_Exercise directions_
All lines below are to be output exactly as they stand.

_Recorded data_

PR #712, opened 2024-09-05
add JobContext.wait_for_participant

theomonnom:


livekit-agents/livekit/agents/job.py
```diff
@@ -91,6 +91,35 @@ def add_shutdown_callback(
     ) -> None:
         self._shutdown_callbacks.append(callback)
 
+    async def wait_for_participant(
+        self, *, identity: str | None = None
```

_Reply to the task_
PR #712, opened 2024-09-05
add JobContext.wait_for_participant

theomonnom:


livekit-agents/livekit/agents/job.py
```diff
@@ -91,6 +91,35 @@ def add_shutdown_callback(
     ) -> None:
         self._shutdown_callbacks.append(callback)
 
+    async def wait_for_participant(
+        self, *, identity: str | None = None
```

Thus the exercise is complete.